Figure 6. Schweinfurthins skew splenic immune cell subsets. Mice were treated for 5 days according to the schedule in Figure 3(a). On day 6, spleens were harvested and processed for flow cytometry analysis. Samples were gated on CD45⁺ 7AAD⁻ cells to show percentage of (a) CD3⁺, (b) CD19⁺ and (c) NK1.1⁺CD3⁻ (d) CD11c⁺ cells and (e) CD11b⁺ cells. Data represent mean ± SEM; N = 3–5/group; p values determined by one way ANOVA with Tukey’s multiple comparisons post-test: * p < 0.05, ** p < 0.01, *** p < 0.001.

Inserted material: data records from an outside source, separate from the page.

PR #4483, opened 2023-12-29
fix `-j` for executables

nilsnolde:
We messed up on https://github.com/valhalla/valhalla/pull/4220, which removed the ability to change anything in the config for the `argparse_utils.h`. This fixes it.

### DIFF
--- a/src/argparse_utils.h
+++ b/src/argparse_utils.h
@@ -16,7 +16,7 @@
  * @param program The executable's name
  * @param opts    The command line options
  * @param result  The parsed result
- * @param pt      The config which will be populated here
+ * @param config  The config which will be populated here
  * @param log     The logging config node's key
  * @param use_threads Whether this program multi-threads
  *
@@ -26,6 +26,7 @@
 bool parse_common_args(const std::string& program,
                        const cxxopts::Options& opts,
                        const cxxopts::ParseResult& result,
+                       boost::property_tree::ptree& conf,
                        const std::string& log,
                        const bool use_threads = false) {
   if (result.count("help")) {
@@ -39,7 +40,6 @@ bool parse_common_args(const std::string& program,
   }
 
   // Read the config file
-  boost::property_tree::ptree conf;
   if (result.count("inline-config")) {
     conf = valhalla::config(result["inline-config"].as<std::string>());
   } else if (result.count("config") &&
--- a/src/mjolnir/valhalla_add_elevation.cc
+++ b/src/mjolnir/valhalla_add_elevation.cc
@@ -10,7 +10,6 @@
 #include "baldr/graphreader.h"
 #include "baldr/graphtile.h"
 #include "baldr/rapidjson_utils.h"
-#include "config.h"
 #include "mjolnir/elevationbuilder.h"
 
 #include "argparse_utils.h"
@@ -66,6 +65,7 @@ int main(int argc, char** argv) {
   const auto program = filesystem::path(__FILE__).stem().string();
   // args
   std::vector<std::string> tiles;
+  boost::property_tree::ptree config;
 
   try {
     // clang-format off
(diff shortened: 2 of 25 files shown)


src/argparse_utils.h
```diff
@@ -26,6 +26,7 @@
 bool parse_common_args(const std::string& program,
                        const cxxopts::Options& opts,
                        const cxxopts::ParseResult& result,
+                       boost::property_tree::ptree& conf,
```
nilsnolde, line 29: this is the main change. the exe's give an uninitialized one in here and we populate it. defining a local `conf` and changing it here makes no sense

nilsnolde: further down we add `mjolnir.concurrency` derived from the `-j` flag, the `mjolnir.concurrency` flag or whatever the hardware has

src/mjolnir/valhalla_add_elevation.cc
```diff
@@ -66,6 +65,7 @@ int main(int argc, char** argv) {
   const auto program = filesystem::path(__FILE__).stem().string();
   // args
   std::vector<std::string> tiles;
+  boost::property_tree::ptree config;
```
nilsnolde, line 68: all exe's have more or less the same changes. some still had the logging initializing stuff which I also removed.

nilsnolde: in fact this whole PR is mostly reverting #4220 and just restoring the way we handle things in `argparse_utils.h` based on the introduced singleton.

src/valhalla_export_edges.cc
```diff
@@ -158,17 +158,16 @@ int main(int argc, char* argv[]) {
     options.add_options()
       ("h,help", "Print this help message.")
       ("v,version", "Print the version of this software.")
-      ("c,column", "What separator to use between columns [default=\\0].", cxxopts::value<std::string>(column_separator)->default_value("\0"s))
+      ("c,config", "Path to the json configuration file.", cxxopts::value<std::string>())
+      ("i,inline-config", "Inline json config.", cxxopts::value<std::string>())
+      ("x,column", "What separator to use between columns [default=\\0].", cxxopts::value<std::string>(column_separator)->default_value("\0"s))
```
nilsnolde, line 163: not sure anyone exercised this exe in the past years, I felt it's fine to break the args to make it consistent with everything else

ImreSamu: I occasionally use it, and perhaps it would be helpful to add a note about this breaking change in the CHANGELOG.

nilsnolde: Oh good to know! Jep will do that

src/mjolnir/valhalla_add_landmarks.cc
```diff
@@ -40,18 +41,7 @@ int main(int argc, char** argv) {
...
-  auto logging_subtree = pt.get_child_optional("mjolnir.logging");
-  if (logging_subtree) {
-    auto logging_config =
-        valhalla::midgard::ToMap<const boost::property_tree::ptree&,
-                                 std::unordered_map<std::string, std::string>>(logging_subtree.get());
-    valhalla::midgard::logging::Configure(logging_config);
-  }
-
-  if (!valhalla::mjolnir::AddLandmarks(pt.get_child("mjolnir"))) {
+  if (!valhalla::mjolnir::AddLandmarks(config.get_child("mjolnir"))) {
```
kevinkreiser, line 44: works like graphreader?

src/mjolnir/valhalla_add_landmarks.cc
```diff
@@ -40,18 +41,7 @@ int main(int argc, char** argv) {
...
 
-  auto pt = valhalla::config();
-
-  // configure logging
-  auto logging_subtree = pt.get_child_optional("mjolnir.logging");
-  if (logging_subtree) {
-    auto logging_config =
-        valhalla::midgard::ToMap<const boost::property_tree::ptree&,
-                                 std::unordered_map<std::string, std::string>>(logging_subtree.get());
-    valhalla::midgard::logging::Configure(logging_config);
```
kevinkreiser, line 51: is this inside valhalla::config() now i expected it was in the parsing args place

kevinkreiser: ah i see its already in the parsing args spot just was redundant!

kevinkreiser (approved):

Figure 7. Schweinfurthins skew splenic myeloid cell subsets. Cells from Figure 6 were further gated on CD45⁺ 7AAD⁻ CD11b⁺ cells to show percentage of (a) Ly6G⁺, (b) Ly6G⁻Ly6C^hi, (c) Ly6G⁻Ly6C^lo and (d) Ly6G⁻Ly6C⁻ cells. Data represent mean ± SEM; N = 3–5/group; p values determined by one way ANOVA with Tukey’s multiple comparisons post-test: * p < 0.05, ** p < 0.01, *** p < 0.001.